The original Slender man photo, and the one that started the mythos

I think this surge in popularity can be attributed to two things- our approaching sense of dread, uncertainty and doom, and THAT FUCKING GAME.  I don’t think there is a university aged person in Ireland now who hasn’t played that game while wankered at a house party with all your friends around you screaming DON’T GO IN THE BUILDING! He’ll sneak up behind you OH MY GOD THE CHAIR’S BEEN MOVED.

In all seriousness, I do think the Slender man’s popularity as the horror mascot of the 2010s is telling of our anxieties and fears as a generation, and perhaps also of the stagnation of the horror film industry.  The next iconic horror character after Samara from the Ring movies (remember when Samara from the ring movies was a ‘thing?’ remember throwing all your hair in front of your face and whispering ‘seven daaaaays’? good times) Doesn’t come from a schlock slasher horror or a remake of Japanese suspense- Slenderman didn’t come from any work at all; he originated on a horror message board (Slendy is page 3,hilariously)  and was then adopted into various works such a Marble Hornets and… that fucking game.  It’s a public domain, open source free shared horror template!

WAAAAAAAAAAAAAAAAAAH

So with all this in mind, a million tall skinny guys went as Slendy for Halloween, with mixed results.  My top award goes to Danny who honestly scared the bejesus out of me with his costume.  Everyone else, I will offer the wisdom; a morph suit does not a cosmic horror make.

Barrack Obama was re-elected but do I really need to include it on my review in detail?  It all played out like a really forced media game, with people insisting ‘ooooh no it’s gonna be really close, seriously!!!’ when the stats really showed otherwise.  Bouncing back from what I personally think was a voodoo magic sabotaged performance in the first debate, Obama pretty much stormed it beyond Fox News and conservative talk radio in the states, mostly because Paul Ryan and Mittens are just so.  fucking.  WEIRD.  No really, Paul Ryan is really scary looking and I would not have wanted him to be the vice Prez. Now with a looming debt crisis and without the idealism of change behind him, Obama has a very rough second term to ride out.
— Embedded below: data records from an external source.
PR #9513, opened 2019-11-22
Fix/slow checkbox in assets

yenda:
There was two issues with the "Manage assets" screen when pressing a checkbox:
- it was taking extra time before subscriptions were recomputed
- it was taking extra time after as well

The first problem was apparently due to nested `touchable-highlight` components and fixed by making the checkbox a simple view
The second was caused by the re-rendering of every element of the list, sometimes multitple times, everytime the `:checked?` value of only one item was changed. To fix it I overwrote the `should-component-update` method.

### DIFF
--- a/src/status_im/ui/components/checkbox/view.cljs
+++ b/src/status_im/ui/components/checkbox/view.cljs
@@ -10,7 +10,7 @@
   [{:keys [on-value-change checked? accessibility-label
            disabled? style icon-style]
     :or   {accessibility-label :checkbox}}]
-  [react/touchable-highlight
+  [(if on-value-change react/touchable-highlight react/view)
    (merge {:style               (merge
                                  styles/wrapper
                                  style)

It was a good year for feminism in a strange way, considering we had so much complete and utter fucking bullshit to contend with.  The GOP candidate Todd Akin started off with some incredibly bone headed comments about rape and how rape victims rarely get pregnant because the body has magic rape detection powers that repel the evil sperm- if only this were true.  Cue more comments from other GOP candidates about how ‘some girls rape easy’ and the shitstorm caused by health insurance providers possibly being made to include birth control as part of their healthcare plans.  Apparently sex is now a lifestyle choice, and avoiding pregnancy for medical reasons can ONLY be done via no sex.  Weird.  Also weird is the idea that the pill is solely birth control when often it’s used for regulation of hormones.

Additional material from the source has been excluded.